63Secondly, the behavior of Kole McNeil, and his father, post collision has caused me great concern. McNeil’s father took proactive steps to advise the passengers in the Jeep that they were not to go to the police and that he would take care of it. These requests to remain silent went against the passenger’s better judgement and the advice of their parents. I find that this interference in the initial weeks of the investigation was prejudicial and self-serving and may amount to obstructing justice under s.139(2) of the Criminal Code. Based on the evidence of conversations between the parties at trial it was likely that they may have been successful in their efforts to subvert the investigation if video of the Jeep had not surfaced and if the passengers had not broken rank and called the police. I trust that the authorities have reviewed the case in light of this evidence and have used their discretion appropriately.
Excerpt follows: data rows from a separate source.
Issue #1515, opened 2022-05-11
Provide a clearer way to request JVM to derive memory limit percentages


itzg:
### Enhancement Type

Improve an existing feature

### Describe the enhancement

As observed in #1512 , the unsetting of `MEMORY` with an empty string is an awkward and brittle way of saying "I would like the JVM to derive heap limits from the host/container". 

I would like to instead introduce the new variables:

- `MEMORY_PCT`
- `MAX_MEMORY_PCT`, defaults to `MEMORY_PCT`
- `MIN_MEMORY_PCT`, defaults to `MEMORY_PCT`

That will indicate `MEMORY` and co be ignored, but also add the JVM args, such as `-XX:MaxRAMPercentage=75`

shotah:
@itzg  This is easy to add in start-finalExec, but the real question is how do you want this to be triggered? Do we want to replace MEMORY with MEMORY_PCT? I can't imagine as it is probably widely in use. 🤔 Really this is more in how we'd want to handle memory_pct vs min and max. Thoughts

```
if [ ! "${MEMORY}" ]; then
  MIN_MEMORY_PCT=$([ "$MIN_MEMORY_PCT" == 5 ] && echo "$MIN_MEMORY_PCT" || echo "$MEMORY_PCT")
  MAX_MEMORY_PCT=$([ "$MAX_MEMORY_PCT" == 5 ] && echo "$MAX_MEMORY_PCT" || echo "$MEMORY_PCT")
  JVM_XX_OPTS="${JVM_XX_OPTS}
  -XX:MinRAMPercentage=${MIN_MEMORY_PCT}
  -XX:MaxRAMPercentage=${MAX_MEMORY_PCT}
  "
fi
```

itzg:
To reword what I meant in the description: if any of the "PCT" variables are set, then the MEMORY variables are ignored. Otherwise, MEMORY variables remain working as always. 

I was just expecting the usual fallback variable mechanism like 

```
: "${MIN_MEMORY_PCT:=${MEMORY_PCT:-25}}"
```

and then say 95 for the final fallback for max pct.

SgtMate:
Another idea I had on that topic would be to reuse the existing Variables and just check if the value has % added at the end. If % is used for a variable this would be treated accordingly.

itzg:
Great idea.

SgtMate:
[...]

PR #3747, opened 2025-11-05
Implement jvm mem percentage

SgtMate:
#1515 

Added functions for handling percentages in start-utils.
Went through all scripts srearching for 'mem' to find all places that handle memory related stuff, then I tried adding options for `-XX:InitialRAMPercentage` and `-XX:MaxRAMPercentage`. Where this was not possible (or i did not know any better) I calculated the absolue value based on available memory (not sure if this is a good option).

Happy for any feedback on this!

_Tested with spigot and GTNH type, dont have a curseforge account so this is still open._

Edit: [-XX:MinRAMPercentage](https://www.baeldung.com/java-jvm-parameters-rampercentage#-xxminrampercentage) was not used as i did not see any use for it.

### DIFF
--- a/docs/configuration/jvm-options.md
+++ b/docs/configuration/jvm-options.md
@@ -10,6 +10,12 @@ By default, the image declares an initial and maximum Java memory-heap limit of 
 
 The values of all three are passed directly to the JVM and support format/units as `<size>[g|G|m|M|k|K]`.
 
+To have control over heap size, without relying on absolute memory sizes percentages are also supported using `<size>%`.
+
+!!! info "RAMPercentage parameters"
+    Percentage based heap sizing is enabled using `-XX:InitialRAMPercentage` for `INIT_MEMORY` and `-XX:MaxRAMPercentage` for `MAX_MEMORY`.
+    For details on the function of these parameters look [here](https://www.baeldung.com/java-jvm-parameters-rampercentage).
+
 !!! example "Using docker run"
 
     ```
@@ -37,19 +43,7 @@ The values of all three are passed directly to the JVM and support format/units 
           MAX_MEMORY: 4G
     ```
 
-To let the JVM calculate the heap size from the container declared memory limit, unset `MEMORY` with an empty value, such as `-e MEMORY=""`. By default, the JVM will use 25% of the container memory limit as the heap limit; however, as an example the following would tell the JVM to use 75% of the container limit of 4GB of memory:
-
-!!! example "MaxRAMPercentage using compose file"
-
-    ```
-        environment:
-          MEMORY: ""
-          JVM_XX_OPTS: "-XX:MaxRAMPercentage=75"
-        deploy:
-          resources:
-            limits:
-              memory: 4G
-    ```
+To let the JVM calculate the heap size from the container declared memory limit, unset `MEMORY` with an empty value, such as `-e MEMORY=""`. By default, the JVM will use 25% of the container memory limit as the heap limit.
 
 !!! important
     The settings above only set the Java **heap** limits. Memory resource requests and limits on the overall container should also account for non-heap memory usage. An extra 25% is [a general best practice](https://dzone.com/articles/best-practices-java-memory-arguments-for-container).


scripts/start-deployBukkitSpigot
```diff
@@ -28,7 +28,19 @@ function buildSpigotFromSource {
   mkdir ${tempDir}
   cd ${tempDir}
 
-  jvmOpts="-Xms${INIT_MEMORY:-$MEMORY} -Xmx${MAX_MEMORY:-$MEMORY}"
+  jvmOpts=""
+
+  if isPercentage "${INIT_MEMORY:-$MEMORY}"; then
+    jvmOpts+="-XX:InitialRAMPercentage=$(getPercentageValue "${INIT_MEMORY:-$MEMORY}") "
```
itzg: I just happened to be in these docs a few minutes ago. These need to ultimately go in JVM_XX_OPTS. 

https://docker-minecraft-server.readthedocs.io/en/latest/configuration/jvm-options/#:~:text=If%20needing%20to%20set%20%2DXX%20options%2C%20then%20pass%20those%20with%20the%20JVM_XX_OPTS%20variable%20instead

I haven't looked yet to see where this local var ends up.

scripts/start-utils
```diff
@@ -39,6 +39,23 @@ function get_major_version() {
...
+function isPercentage() {
+  local value=$1
+  
+  [[ $value =~ ^[0-9]+(\.[0-9]+)?\s*%$ ]]
+}
+
+function getPercentageValue() {
+  local value=$1
+  if isPercentage "$value"; then
+    echo "$value" | sed -E 's/([0-9]+(\.[0-9]+)?)\s*%/\1/'
```
itzg: I always have to lookup what bash can do, but I wonder if it has a way to pick out a matching group? I'm a fan of sed, but always nice to have a bash-native approach when possible.

scripts/start-utils
```diff
@@ -239,10 +257,16 @@ function normalizeMemSize() {
   *g)
     scale=1073741824
     ;;
+  *%)
+    # Get system memory
+    mem=$(free -b | awk '/^Mem:/{print $2}')
```
itzg: Nice technique. I'm wondering if that field consistently represents the container's memory limit when configured

https://docs.docker.com/reference/compose-file/services/#mem_limit

itzg (commented):
Thanks. Great overall! Just some questions/thoughts.

scripts/start-deployBukkitSpigot
```diff
@@ -28,7 +28,19 @@ function buildSpigotFromSource {
...
+  fi
+
+  if isPercentage "${MAX_MEMORY:-$MEMORY}"; then
+    jvmOpts+="-XX:MaxRAMPercentage=$(getPercentageValue "${MAX_MEMORY:-$MEMORY}")"
+  else
+    jvmOpts+="-Xmx${MAX_MEMORY:-$MEMORY}"
+  fi
 
   logn ''
   curl -sSL -o ${tempDir}/BuildTools.jar https://hub.spigotmc.org/jenkins/job/BuildTools/lastSuccessfulBuild/artifact/target/BuildTools.jar && \
```
SgtMate: @itzg here its used for building it seems. i dont see a good solution for moving this.

scripts/start-utils
SgtMate: Okey I asked ChatGPT for some input regarding a bash native variant. Ill check if the AI mastermind actually gave me a good hint or if its just hallucinating.

scripts/start-utils
SgtMate: ok it does not. seems like even though its limited via cgroup, free gets the full system memory (might just get the same output as /proc/meminfo). instead you gotta check the cgroups limit in /sys/fs.

SgtMate:
think thats it. not sure what to do with `start-deployBukkitSpigot` this is pretty much a special case.

scripts/start-deployBukkitSpigot
itzg: Agreed, this doesn't need the same memory limits applied. Just let the JVM do its default allocation limit.

itzg:
Thanks. I'll re-review it tomorrow.

scripts/start-deployBukkitSpigot
SgtMate: ok ill remove that then.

64This leads into my final thought in obiter, which ties into my previous comment. The facts of this case, in light of the evidence at trial, and the case of R. v. Kippax, make me wonder whether other charges would have been appropriate in the circumstances, including Careless Causing Death, or of Dangerous Operation of a motor vehicle under the Criminal Code. I appreciate that it is not my role to review the discretion of investigators but I trust that the decision to only pursue the regulatory charges before the Court today was the result of diligence and balance on the part of the police service and not the result of any advocacy or interference from others with an interest in the case. I trust that this was not the case.